Поселок Просцово. Одна измена, две любви

22
18
20
22
24
26
28
30

Хотя (ретроспективно) я не понимал. И всё не было так просто. Возможно то, что сказала мне тогда эта женщина (вопросу которой я так удивился), было не обычным предупреждением. Теперь я знаю, что изрядное количество той боли, что я пронёс сквозь веру, и которую несу и сейчас, сконцентрировано было уже тогда, в корне её вопроса.

Родители налили мне бокальчик шампанского под Новый Год, классе в седьмом. И я почувствовал небольшую головную боль и некоторую мутность сознания и настроения, и это было неприятно. В 9-м же классе (накануне 11-го), когда поехали в Ленинград с одноклассниками, и там, украдкой от сопровождающих учителей, мы затарились пивом, и я, превозмогая неприязнь к этой противной горечи, выпил полторы или две бутылки, чтобы влиться в общее веселье, всё было иначе. Мы были в Парголово, где-то в пригороде Ленинграда, в глупой деревянной советской псевдогостинишке. И мы вышли тогда в ночь, с Алёхой Венчуком, под крест-накрест расположенные фонари, курили, откровенничали, — кто кого из девчонок любит и до какой степени (что в трезвом виде было как бы табу), и это было волшебно.
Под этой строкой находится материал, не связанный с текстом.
PR #253, opened 2019-05-30
Generalize the realign module to enable arbitrary fetch width

zachzzc:
Test the code with 32 bit and 64 bit fetch width.

### DIFF
--- a/include/ariane_pkg.sv
+++ b/include/ariane_pkg.sv
@@ -275,9 +275,10 @@ package ariane_pkg;
     // Fetch Stage
     // ---------------
 
-    // leave as is (fails with >8 entries and wider fetch width)
     localparam int unsigned FETCH_FIFO_DEPTH  = 4;
     localparam int unsigned FETCH_WIDTH       = 32;
+    // the number of bits that the address of fetch block should align to
+    localparam NR_ALIGN_BITS = $clog2(FETCH_WIDTH/8);
     // maximum instructions we can fetch on one request (we support compressed instructions)
     localparam int unsigned INSTR_PER_FETCH = FETCH_WIDTH / 16;
 
--- a/src/frontend/frontend.sv
+++ b/src/frontend/frontend.sv
@@ -67,9 +67,9 @@ module frontend #(
     logic [63:0]   replay_addr;
 
     // shift amount
-    logic [$clog2(ariane_pkg::INSTR_PER_FETCH)-1:0] shamt;
     // address will always be 16 bit aligned, make this explicit here
-    assign shamt = icache_dreq_i.vaddr[$clog2(ariane_pkg::INSTR_PER_FETCH):1];
+    logic shamt;
+    assign shamt = icache_dreq_i.vaddr[1];
 
     // -----------------------
     // Ctrl Flow Speculation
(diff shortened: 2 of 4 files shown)


include/ariane_pkg.sv
```diff
@@ -278,6 +278,8 @@ package ariane_pkg;
     // leave as is (fails with >8 entries and wider fetch width)
```
msfschaffner: @zarubaf is this still the case? or can we remove this comment?

src/instr_realign.sv
```diff
@@ -50,290 +61,102 @@ module instr_realign (
...
-                        instr_o[2] = data_i[63:48];
-                        valid_o[2] = valid_i;
-                    end else begin
-                        unaligned_d = 1'b1;
-                        unaligned_instr_d = data_i[63:48];
-                        unaligned_address_d = addr_o[2];
-                    end
-                end
+        // iteratively realign the rest instructions
+        for (int unsigned i = 0; i < INSTR_PER_FETCH; i++) begin : gen_instr_realign
```
msfschaffner: Can you run an FPGA synthesis of the old variant and the new version and compare the timing reports? I would like to make sure that this does not impact timing.

zarubaf:
Awesome, thanks a lot! I agree with Michael on running a synthesis regression just to be sure. I can also try to boot Linux with the changes to see whether everything is working out.

src/frontend/frontend.sv
```diff
@@ -67,9 +67,9 @@ module frontend #(
     logic [63:0]   replay_addr;
 
     // shift amount
-    logic [$clog2(ariane_pkg::INSTR_PER_FETCH)-1:0] shamt;
-    // address will always be 16 bit aligned, make this explicit here
-    assign shamt = icache_dreq_i.vaddr[$clog2(ariane_pkg::INSTR_PER_FETCH):1];
+    // // address will always be 16 bit aligned, make this explicit here
```
zarubaf: Please remove one of the `//`

include/ariane_pkg.sv
zarubaf: No, that mystery has been fixed. @zachzzc It would be nice if you could delete this comment :)

zachzzc:
Here is the comparison between the old version and the new one. 
image

Basically the 32 bit fetch does not impact the timing but the 64 fetch width will increase the critical path. I am not sure if the increment is tolerable here.

src/frontend/instr_queue.sv
```diff
@@ -177,8 +177,8 @@ module instr_queue (
   // shift the inputs
   for (genvar i = 0; i < ariane_pkg::INSTR_PER_FETCH; i++) begin : gen_fifo_input_select
     /* verilator lint_off WIDTH */
-    assign instr_data_in[i].instr = instr[i + idx_is_q];
-    assign instr_data_in[i].cf = cf[i + idx_is_q];
+    assign instr_data_in[i].instr = instr[i + INSTR_PER_FETCH - idx_is_q];
```
zarubaf: They need to be pre-fixed with `ariane_pkg` e.g. `ariane_pkg::INSTR_PER_FETCH`

src/frontend/instr_queue.sv
```diff
@@ -177,8 +177,8 @@ module instr_queue (
...
+    assign instr_data_in[i].cf = cf[i + INSTR_PER_FETCH - idx_is_q];
```
zarubaf: Same here.

PR #277, opened 2019-07-10
:arrow_up: [fpu] Bump to fix divsqrt freezing bug

stmach:
Updates the FPU to v0.6.1 to fix a bug where certain issue patterns into the FP div/sqrt unit could lead to loss of in-flight operations.


zarubaf:
Thanks. The CI seems to error out because of some unsupported Verilator constructs in the FPU. Can you reproduce this on your machine by running `make verilate`?

stmach:
Oof yes I see it, didn't check Verilator compatibility in the last FPU update.
The issue is that the shift registers in the pipe are using a single signal (an array where index `i` goes into a FF to produce `i+1`). Index `0` is driven using `assign`, hence in a blocking way while the other indexes are driven by FFs (in a non-blocking way). Verilator doesn't support this (as it handles only entire signals by name).
Gonna rewrite the pipe regs a bit to please Verilator...

stmach:
Never mind, I added this particular warning to the (long) list of ignored warnings for Verilator. Tests are still passing for me (Verilator v4.014) so it should be good 🤞

PR #278, opened 2019-07-10
:wrench: Add mul and fp tests to CI

stmach:
Adds CI runs for mul (`rv64um*`) and fp (`rv64uf*` / `rv64ud*`) asm tests for both cache configurations.


stmach:
Sorry for pressing the 'update branch' button, the CI would have failed on the initial PR without #277 also in master, but by the time the runner finally got to checking out the repo it had already been merged 🙈

PR #288, opened 2019-07-19
First stab at RVFI interface

jrrk:
@zarubaf This is a first stab at implementing RVFI for Ariane. Some placeholders have not been filled in yet. Review welcome. Moreover RVFI port hierarchical references will need flattening for compatibility with older synthesis tools. Also included is the direct instruction injection facility (bypassing the icache) needed by Cambridge University's TestRIG tool which provides formal (random rather than symbolic) comparison against spike or sail models. Feedback on the veracity of this implementation is also eagerly anticipated. This methodology is based on the ibex RVFI verilator support.


zarubaf:
Thanks. Do you think you can have a look why the Verilator build is not succeeding anymore?

jrrk:
The Verilator target works for my purpose. But I realise what should happen is 
to keep the existing verilate

target and introduce a new target as the RVFI target. At the moment I am just 
interested in your

feedback as to whether the selection of the signals for the RVFI interface is a 
sensible one or not. I realise

this is incomplete and not ready to merge.

zarubaf:
Sorry, I seem to have had a (lossy) context switch between reading your request and answering. For the integer part the `RVFI` seems to be more or less covered. Personally I would find it nice if we could package up the `RVFI` into a packed struct and assemble one holistic interface on top. That also makes it easier to add signals in the future. It would be probably good to get started with basic integer instructions and then gradually move towards more CSRs, virtual memory and atomics.

jrrk:
I am intrigued by the comment in ariane.sv about the connection to flush_i of the frontend module being not entirely correct. Do you think flush_ctrl_ex would be a better signal to use given that fence and any other instructions that do not cause an exception would be more accurate to the spike behaviour if they did not flush the frontend ?

zarubaf:
I am not sure why the comment says "not entirely correct" - I can't remember what exactly I was thinking. But the flush signal which goes to the frontend also contains flushes due to branch miss-speculation, so I am pretty confident that the signal is actually correct. I am going to be out of office for the next two weeks, so I am not sure how responsive I can be.

jrrk:
Not to worry, I am thinking of rewriting my testing to make it more of a black box approach.

PR #296, opened 2019-08-06
update the bram contents of bitstream for changes in the bootrom code

furkanturan:
This is a commit to update the bitstream contents for the changes on bootrom code, without resynthesizing the design. It takes seconds to update the bitstream, so speeds up the baremetal application development.

The steps it follows are given below:

- `run.tcl` reports all the bram instances and their locations to `reports/ariane.bram.log`
- `make $(bit)` (in fpga dir) finds the target brams for bootrom, and reports them to ` work-fpga/ariane_xilinx.bootrom.mmi`
- `make fpga_update` (in top dir) executes the `make bram_update` (in fpga dir). That starts with executing the same make target in `fpga/src/bootrom` to compile the boot code and generate corresponding `bootrom.mem` file. Then, it executes the `updatemem` tool to replace the bram contents of the bitstream with this mem file.

The updated bitstream is written to `work-fpga/ariane_xilinx_updated.bit`.

For making this possible, the structure of `bootrom.sv` is changed. The 64-bit words of the bootrom code are divided into two 32-bit words, which are concatenated later. This implementation forces Vivado to instantiate two BRAMs each are 32-bit in size. These two BRAM contents are updated with mem file. If the bootrom content is not divided to two 32-bit words by hand, then Vivado does the division itself. In that case, it divides the contents to two BRAMs respectively having sizes of 36-bits and 28-bits. In this case, the first BRAM stores 32-bit of the words into its data storage, while the remaining 4-bits in into parity storage. Furthermore, the `updatemem` tool is not capable of updating the parity storage. As a result, we prefer to make the bootrom implementation by hand to avoid un-updateable BRAM use.


JeanRochCoulon:
As this PR is open since two years. I would be pleased to status on it, and close it if nobody need this feature.
@furkanturan do you plan to merge it with the master branch ?
@sjthales @jquevremont. Would you have any interest in that FPGA feature ?
Regards

sjthales:
This PR is quite old, there are likely modifications to perform to integrate it to the current repository.

On my side, it is rare that I modify the bootrom so I don't need this feature.

JeanRochCoulon:
Thanks @sjthales for your answer. Without answer from @furkanturan, I would close this PR into one week from now.
@zarubaf, do not hesitate to comment !

furkanturan:
Sorry for my late reply. We used the Ariane platform for a project at that time, and committed some minor feature changes to accelerate the workflow. But, to be honest, the project was done quickly and we did not touch the source code afterwards. 

In the end, it has been years and I do not remember the details, so I am fine with closing the PR.

Kind Regards,

PR #307, opened 2019-08-20
add default assignment for miss_handler.sv:active_serving_o

niwis:
This resolves undefined behavior of `active_serving_o`


zarubaf:
Thanks.

PR #315, opened 2019-09-03
sync: Replace `sync_*` by `clint_sync_*`

zarubaf:
This should avoid naming conflicts with Amazon's F1 instances.


zarubaf:
@Jbalkind Can you check whether this solves your problem?

grigoriy-chirkov:
Yep, it does fix our problems, thanks!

Позже брали разливное противное пиво в стеклянных трёхлитровых банках, с мужественными приключениями, продираясь в толпе бешеных советских мужиков у какого-нибудь «стопика» (115-го магазина); пили в подвале Шигарёвского дома или у меня в квартире, и потом выходили на апрельский свет, как мартовские коты, исполненные сладостного единения в ощущении вспоротой от брюха до горла многообещающей, ластящейся, игривой, неуловимой жизни, которую надо поймать, но неясно как.

Однажды я захотел выпить один, чтобы понять эти ощущения единолично, без отвлечений; ведь, в целом, я по жизни любил быть с самим собой. Я заказал в студии звукозаписи, в подвальчике на площади Ленина, альбомы «Sgt. Pepper`s Lonely Hearts Club Band» и «Beatles for Sale» на своей бобине. На другой день я взял в «стекляшке» на Шубиных три бутылки пива, давясь выпил их в подвале, и поехал забирать заказ. Когда я ехал обратно (мне было 16) в утрамбованном людьми троллейбусе, я стоял рядом с молодой женщиной, и вдруг у меня появилась отчётливая и наглая мысль, что мне ничего не стоит вот прямо сейчас как бы невзначай прижаться к ней покрепче, боком, и даже внутренней стороной ладони приникнуть к её бедру. И я даже стал как-то не чрезмерно уверенно, но-таки реализовывать это. И мне казалось, женщина всё это понимает. Но всё-таки что-то и сдерживало. Дома я поставил бобину и в полутьме, следя за индикаторами катушечника (они непривычно дергались слишком высоко, «студийная» запись!), стоя слушал. «Beatles for Sale» немного разочаровал, «Pepper» разочаровал ещё больше, хотя неожиданность выстроения композиций (многие из которых были мне знакомы) волновала и вводила в недоумение. Но когда прозвучал последний «великий» аккорд «A Day In The Life», я, в его затухании, сел на диван и загрустил; стало вдруг обидно, что всё оказалось не настолько эффектно и волшебно, как я ожидал (хотя вполне должно было быть понятно, что и всемирная культура, да и я сам попросту гиперболизировали эти мои ожидания).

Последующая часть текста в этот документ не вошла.